My thoughts are that if you have room in the shop for both that you probably would find use for both machines especially if you buy a used stroke as a lead up to the WB. The jobs that they will do certainty overlap and each has it's strong points.

Reactions: Agree 2


----------



## sprucegum

Hope that monkey don't go stealing my pictures.

Reactions: Agree 1


----------



## DavidDobbs

@Kevin to bad your not closer. I know of 2 -2 year old wide belt Shop Fox Sanders. They use their tool for 2 years and replace them. Very well taken care of. Just out of my price range.


----------



## sprucegum

DavidDobbs said:


> @Kevin to bad your not closer. I know of 2 -2 year old wide belt Shop Fox Sanders. They use their tool for 2 years and replace them. Very well taken care of. Just out of my price range.

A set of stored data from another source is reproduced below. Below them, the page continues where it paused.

PR #8794, opened 2026-03-04
[Issue #8101] Modify workflow service to fetch and process SQS event

### LINKED ISSUE #8101: Modify workflow service logic to fetch and process SQS events
### Summary
We want to use our new SQS client to fetch SQS events from a queue, pass them off to the event handler logic and handle the result. As part of this, we'll need to convert the SQS message from JSON into our pydantic model for events. If this errors, we'll need to recover gracefully, but can't process that event and should leave it alone (for now, might change that approach in the future to delete, but keep it simple for the moment).

| Scenario | Behavior |
| - | - |
| Event processed successfully | Event is deleted from SQS queue |
| A non-retryable error is raised | Event is deleted from SQS queue |
| A retryable error is raised | Event is NOT deleted from SQS queue |
| Any other exception | Event is NOT deleted from SQS queue + log an error |

All scenarios should have logging to make clear which scenario occurred. A log message should exist that we can easily use to make a metric from (says which scenario it hit for all 4).

If a retryable/general exception occurs, we should do a rollback, this is so that if any error did occur partially through updating the DB, we don't keep that state.

### Acceptance criteria

- [ ] Convert the SQS message into our event format with Pydantic models - if this errors, log an error, don't delete the message.
- [ ] 4 scenarios above are covered and tested

hao10282025-sudo:
## Summary

Fixes #8101

## Changes proposed

We want to use our new SQS client to fetch SQS events from a queue, pass them off to the event handler logic and handle the result. As part of this, we'll need to convert the SQS message from JSON into our pydantic model for events. If this errors, we'll need to recover gracefully, but can't process that event and should leave it alone (for now, might change that approach in the future to delete, but keep it simple for the moment).

## Context for reviewers

| Scenario | Behavior |
| - | - |
| Event processed successfully | Event is deleted from SQS queue |
| A non-retryable error is raised | Event is deleted from SQS queue |
| A retryable error is raised | Event is NOT deleted from SQS queue |
| Any other exception | Event is NOT deleted from SQS queue + log an error |

All scenarios should have logging to make clear which scenario occurred. A log message should exist that we can easily use to make a metric from (says which scenario it hit for all 4).

If a retryable/general exception occurs, we should do a rollback, this is so that if any error did occur partially through updating the DB, we don't keep that state.

## Validation steps

- Convert the SQS message into our event format with Pydantic models - if this errors, log an error, don't delete the message.
- 4 scenarios above are covered and tested

### DIFF
--- a/api/src/workflow/manager/workflow_manager.py
+++ b/api/src/workflow/manager/workflow_manager.py
@@ -157,27 +157,38 @@ class WorkflowManager:
 
         logger.info("Finished processing workflow events")
 
-    def process_batch(self) -> list[str]:
+    def process_batch(self) -> tuple[list[str], list[str]]:
         """Fetch and process a batch of events from SQS."""
         message_event_dict = self.fetch_messages()
         messages_to_delete: list[str] = []
+        messages_to_keep: list[str] = []
 
         # Note that the initial approach won't be multi-threaded
         # We'll follow-up on that later
 
-        if message_event_dict:
-            for receipt_handle, event in message_event_dict.items():
-                event_result = handle_event(event)
-                if event_result in [
-                    WorkflowEventProcessingResult.SUCCESS,
-                    WorkflowEventProcessingResult.NON_RETRYABLE_ERROR,
-                ]:
-                    messages_to_delete.append(receipt_handle)
+        for receipt_handle, event in message_event_dict.items():
+            messages_to_keep.append(receipt_handle)
 
-                logger.info(
-                    "Processed workflow event",
-                    extra=event.get_log_extra() | {"event_result": event_result},
+            try:
+                event_result = handle_event(event)
+            except Exception:
+                logger.exception(
+                    "Fail to handle current event",
+                    extra={"receipt handle:": receipt_handle, "event id": event.event_id},
                 )
+                continue
+
+            if event_result in [
+                WorkflowEventProcessingResult.SUCCESS,
+                WorkflowEventProcessingResult.NON_RETRYABLE_ERROR,
+            ]:
+                messages_to_delete.append(receipt_handle)
+                messages_to_keep.remove(receipt_handle)
+
+            logger.info(
+                "Processed workflow event",
+                extra=event.get_log_extra() | {"event_result": event_result},
+            )
 
         if messages_to_delete:
             self.delete_messages(messages_to_delete)
@@ -186,17 +197,19 @@ class WorkflowManager:
         self.metrics["batches_processed"] += 1
         self.metrics["events_processed"] += len(message_event_dict)
 
-        # return messages to delete receipt handles for testing purposes
-        return messages_to_delete
+        # return messages to delete and messages to keep handles for testing purposes
+        return messages_to_delete, messages_to_keep
 
     def fetch_messages(self) -> dict[str, WorkflowEvent]:
-        event_dict = {}
+        event_dict: dict[str, WorkflowEvent] = {}
+        messages = []
         try:
             messages = self.sqs_client.receive_messages(
                 wait_time=self.config.workflow_cycle_duration
             )
         except Exception:
             logger.exception("Failed to fetch messages from SQS")
+            return event_dict
 
         for message in messages:
             try:
@@ -213,7 +226,7 @@ class WorkflowManager:
         try:
             delete_result = self.sqs_client.delete_message_batch(receipt_handles)
             if delete_result.failed_deletes:
-                logger.exception(
+                logger.error(
                     "Failed to delete messages from SQS queue",
                     extra={"failed_deletes": list(delete_result.failed_deletes)},
                 )
--- a/api/tests/workflow/manager/test_workflow_manager.py
+++ b/api/tests/workflow/manager/test_workflow_manager.py
@@ -20,14 +20,12 @@ from src.workflow.manager.workflow_manager import (
     WorkflowManagerConfig,
     handle_event,
 )
-from src.workflow.workflow_background_task import workflow_background_task
 from tests.src.db.models.factories import OpportunityFactory, UserFactory, WorkflowFactory
 from tests.workflow.state_machine.test_state_machines import BasicState
 
 logger = logging.getLogger(__name__)
 
 
-@workflow_background_task()
 def test_workflow_manager(workflow_sqs_queue, app, valid_sqs_message):
     """Test process_events() processes batches and tracks metrics correctly."""
     boto_client = boto3.client("sqs", region_name="us-east-1")
@@ -82,13 +80,13 @@ def test_convert_sqs_message_to_workflow_event_success(valid_sqs_message):
     assert str(result.event_id) == json.loads(valid_sqs_message.body)["event_id"]
 
 
-@workflow_background_task()
 def test_workflow_sqs_messages_process_batch_success(workflow_sqs_queue, app):
-    """Test process_events() processes batches and tracks metrics correctly."""
+    """Test process_batch() processes batches and tracks metrics correctly, for success case"""
     boto_client = boto3.client("sqs", region_name="us-east-1")
     sqs_client = SQSClient(queue_url=workflow_sqs_queue, sqs_client=boto_client)
 
     messages_to_delete_handles: list[str] = []
+    messages_to_keep_handles: list[str] = []
     message_deleted = False
 
     user = UserFactory.create()
@@ -109,7 +107,7 @@ def test_workflow_sqs_messages_process_batch_success(workflow_sqs_queue, app):
         "event_id": test_event_id,
         "acting_user_id": user.user_id,
         "event_type": WorkflowEventType.START_WORKFLOW,
-        "process_workflow_context": process_workflow_context.__dict__,
+        "process_workflow_context": process_workflow_context.model_dump(),
         "start_workflow_context": {
             "workflow_type": WorkflowType.BASIC_TEST_WORKFLOW,
             "entity_type": WorkflowEntityType.OPPORTUNITY,
@@ -124,7 +122,7 @@ def test_workflow_sqs_messages_process_batch_success(workflow_sqs_queue, app):
     workflow_manager = WorkflowManager(config=config)
 
     with app.app_context():
-        messages_to_delete_handles = workflow_manager.process_batch()
+        messages_to_delete_handles, messages_to_keep_handles = workflow_manager.process_batch()
 
     # change_message_visibility will throw invalid handle exception, if the message is already deleted
     try:
@@ -147,8 +145,184 @@ def test_workflow_sqs_messages_process_batch_success(workflow_sqs_queue, app):
     metrics = workflow_manager.metrics
     assert metrics["batches_processed"] == 1
     assert metrics["events_processed"] >= 1
+    assert len(messages_to_delete_handles) == 1
+    assert len(messages_to_keep_handles) == 0
+    # Verify the message was deleted and is no longer in the queue
     assert message_deleted
     assert not message_post_process.get("Messages")
+
+
+def test_workflow_sqs_messages_process_batch_retryable(workflow_sqs_queue, app):
+    """Test process_batch() processes batches and tracks metrics correctly, for retryable case"""
+    boto_client = boto3.client("sqs", region_name="us-east-1")
+    sqs_client = SQSClient(queue_url=workflow_sqs_queue, sqs_client=boto_client)
+
+    messages_to_delete_handles: list[str] = []
+    messages_to_keep_handles: list[str] = []
+
+    # Create test user and opportunity
+    user = UserFactory.create()
+    opportunity = OpportunityFactory.create()
+
+    workflow = WorkflowFactory.create(
+        workflow_type=WorkflowType.BASIC_TEST_WORKFLOW,
+        current_workflow_state="not-a-valid-state",
+        has_opportunity=True,
+    )
+
+    process_workflow_context = ProcessWorkflowEventContext(
+        workflow_id=workflow.workflow_id, event_to_send="middle_to_end"
+    )
+
+    test_event_id = uuid.uuid4()
+
+    test_message_body_retryable = {
+        "event_id": test_event_id,
+        "acting_user_id": user.user_id,
+        "event_type": WorkflowEventType.PROCESS_WORKFLOW,
+        "process_workflow_context": process_workflow_context.model_dump(),
+        "start_workflow_context": {
+            "workflow_type": WorkflowType.BASIC_TEST_WORKFLOW,
+            "entity_type": WorkflowEntityType.OPPORTUNITY,
+            "entity_id": opportunity.opportunity_id,
+        },
+    }
+
+    sqs_client.send_message(test_message_body_retryable)
+
+    # Execute: create manager with max 3 batches and 0 sleep time
+    config = WorkflowManagerConfig(workflow_cycle_duration=0, workflow_maximum_batch_count=1)
+    workflow_manager = WorkflowManager(config=config)
+
+    with app.app_context():
+        messages_to_delete_handles, messages_to_keep_handles = workflow_manager.process_batch()
+
+    # Change message visiblity
+    response = boto_client.change_message_visibility(
+        QueueUrl=workflow_sqs_queue, ReceiptHandle=messages_to_keep_handles[0], VisibilityTimeout=0
+    )
+    logger.info(f"Change message visibility response: {response}")
+
+    message_post_process = sqs_client.receive_messages(max_messages=5, wait_time=2)
+
+    # Verify: check metrics reflect 3 batches processed
+    metrics = workflow_manager.metrics
+    assert metrics["batches_processed"] == 1
+    assert metrics["events_processed"] >= 1
+    assert len(messages_to_delete_handles) == 0
+    assert len(messages_to_keep_handles) == 1
+    # Verify the message was not deleted and is still in the queue
+    assert len(message_post_process) == 1
+    assert str(json.loads(message_post_process[0].body)["event_id"]) == str(test_event_id)
+
+
+def test_workflow_sqs_messages_process_batch_mix_cases(workflow_sqs_queue, app, valid_sqs_message):
+    """Test process_batch() processes batches and tracks metrics correctly.
+    This test includes a mix of successful processing, retryable errors, and non-retryable errors to ensure the manager handles each case as expected.
+    """
+    boto_client = boto3.client("sqs", region_name="us-east-1")
+    sqs_client = SQSClient(queue_url=workflow_sqs_queue, sqs_client=boto_client)
+
+    messages_to_delete_handles: list[str] = []
+    messages_to_keep_handles: list[str] = []
+
+    # Create successful instance
+    test_event_id = uuid.uuid4()
+    user = UserFactory.create()
+    opportunity = OpportunityFactory.create()
+    workflow = WorkflowFactory.create(
+        workflow_type=WorkflowType.BASIC_TEST_WORKFLOW,
+        current_workflow_state=BasicState.MIDDLE,
+        has_opportunity=True,
+    )
+
+    process_workflow_context = ProcessWorkflowEventContext(
+        workflow_id=workflow.workflow_id, event_to_send="middle_to_end"
+    )
+
+    test_message_body_success = {
+        "event_id": str(test_event_id),
+        "acting_user_id": user.user_id,
+        "event_type": WorkflowEventType.PROCESS_WORKFLOW,
+        "process_workflow_context": process_workflow_context.model_dump(),
+        "start_workflow_context": {
+            "workflow_type": WorkflowType.BASIC_TEST_WORKFLOW,
+            "entity_type": WorkflowEntityType.OPPORTUNITY,
+            "entity_id": opportunity.opportunity_id,
+        },
+    }
+    sqs_client.send_message(test_message_body_success)
+
+    # Create a retryable instance
+    test_event_id = uuid.uuid4()
+    user = UserFactory.create()
+    opportunity = OpportunityFactory.create()
+    workflow = WorkflowFactory.create(
+        workflow_type=WorkflowType.BASIC_TEST_WORKFLOW,
+        current_workflow_state="not-a-valid-state",
+        has_opportunity=True,
+    )
+
+    process_workflow_context = ProcessWorkflowEventContext(
+        workflow_id=workflow.workflow_id, event_to_send="middle_to_end"
+    )
+
+    test_message_body_retryable = {
+        "event_id": test_event_id,
+        "acting_user_id": user.user_id,
+        "event_type": WorkflowEventType.PROCESS_WORKFLOW,
+        "process_workflow_context": process_workflow_context.model_dump(),
+        "start_workflow_context": {
+            "workflow_type": WorkflowType.BASIC_TEST_WORKFLOW,
+            "entity_type": WorkflowEntityType.OPPORTUNITY,
+            "entity_id": opportunity.opportunity_id,
+        },
+    }
+
+    sqs_client.send_message(test_message_body_retryable)
+
+    # Create a non-retryable instance
+    test_event_id = uuid.uuid4()
+    user = UserFactory.create()
+    opportunity = OpportunityFactory.create()
+    workflow = WorkflowFactory.create(
+        workflow_type=WorkflowType.BASIC_TEST_WORKFLOW,
+        current_workflow_state=BasicState.MIDDLE,
+        has_opportunity=True,
+    )
+
+    process_workflow_context = ProcessWorkflowEventContext(
+        workflow_id=workflow.workflow_id, event_to_send="middle_to_end"
+    )
+
+    # setup invalid user id for non-retryable error
+    test_message_body_non_retryable = {
+        "event_id": test_event_id,
+        "acting_user_id": "abcded1e-8a2f-4e5a-8b1c-9d2e3f4abcde",
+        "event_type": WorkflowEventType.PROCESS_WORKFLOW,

Don't seem like trucking would be too outrageous on a item like that if you can make the rite connections.


----------



## Kevin

DavidDobbs said:


> @Kevin to bad your not closer. I know of 2 -2 year old wide belt Shop Fox Sanders. They use their tool for 2 years and replace them. Very well taken care of. Just out of my price range.



For the right price on a good sander a road trip would be in order it's only 9 hours drive. Can you give me some particulars?

Reactions: Agree 1


----------



## Brink

Kevin said:


> So when "Brink" referred to himself as "I" he was not referring to Brink?



Brink and normal were never used. I and normally were used. 
Henry, help me out here, kevin is confused, again.



sprucegum said:


> Hope that monkey don't go stealing my pictures.



Never trust a stoopid monkey, I won't.

Reactions: Like 1


----------



## Kevin

Brink said:


> Never trust a stoopid monkey, I won't.



See Dave you can't trust him. He's pretty sly. Instead of saying _"I won't (steal your pictures)" _followed by the caveat _"(but)Never trust a stoopid monkey"_ he put's the caveat first and then says he won't steal your pictures. Can't trust no lying monkey.

Reactions: Funny 1


----------



## Brink

I never said I won't steal pics.
I'm leaving that door open.


----------



## Mike1950

try search tempest http://sanantonio.craigslist.org/tls/5037502225.html
http://sanantonio.craigslist.org/tls/5037502225.html
http://oklahomacity.craigslist.org/hvo/5066460160.html

seems to be lots of them around- I used Houston 400 miles and found a bunch- I know I should have used dallas- closer to you but I track things down for son and I know his zip


----------



## Kevin

Yep I been using tempest for years. Gonna try to exhaust any possibility of wide belts first.


----------



## DavidDobbs

What I know is 2 years old 10 hp 1phase
It is in their shop. They are a Shop Fox dealer. They use all equipment for 2 yrs
Then sell it. I thought she sad 36" but I was thinking it would be 37".
I can give you their number.
They have 2 for sale I believe she said $8500.00 each. I was there 1st of the week picking up band blades and looking at drum Sanders. She told me about it I didn't go look at it. I have no room for a machine that size..... Lol or $'s
But I would be more than happy to go back and look it over. I have been in their shop during work hours and everything is kept very nice.
They are a small custom cabinet shop.

Reactions: Thank You! 1


----------



## Kevin

DavidDobbs said:


> What I know is 2 years old 10 hp 1phase
> It is in their shop. They are a Shop Fox dealer. They use all equipment for 2 yrs
> Then sell it. I thought she sad 36" but I was thinking it would be 37".
> I can give you their number.
> They have 2 for sale I believe she said $8500.00 each. I was there 1st of the week picking up band blades and looking at drum Sanders. She told me about it I didn't go look at it. I have no room for a machine that size..... Lol or $'s
> But I would be more than happy to go back and look it over. I have been in their shop during work hours and everything is kept very nice.
> They are a small custom cabinet shop.



That's not a great price IMO only $2000 less than a new one. 

http://www.amazon.com/W1737-37-Inch-Single-Wide-belt-Sander/dp/B001R23T8A

I would only offer $5500 for it because it's just a single head but they probably wouldn't bite.


----------



## sprucegum

Just searched ebay for stroke sanders, the prices seem all over the place but a lot of them are asking for offers. The one I like the best is only $1500 but it is in NY.


----------



## DavidDobbs

@Kevin I thought she said they listed way more than that. I was thinking in the low teens. Ya if it is.only $2000 I wouldn't even look.


I saw saw your link after I typed this.
They are to high. Then


----------



## Jerry B

just saw this post ........
I used a stroke sander extensively for years at my last cabinet shop
we used to press our own veneer panels, and used the sander to clean up the panels
plus sanding doors, and almost all flat stock in general
Was a great tool, you just need to get the hang of the pressure applied, and moving the table in unison, so not to sand "grooves" into your parts
Doesn't take long to get into a rhythm, and when you do, you'll come to love the ease of use, and how quickly you can get a job done

Reactions: Thank You! 1 | Agree 1


----------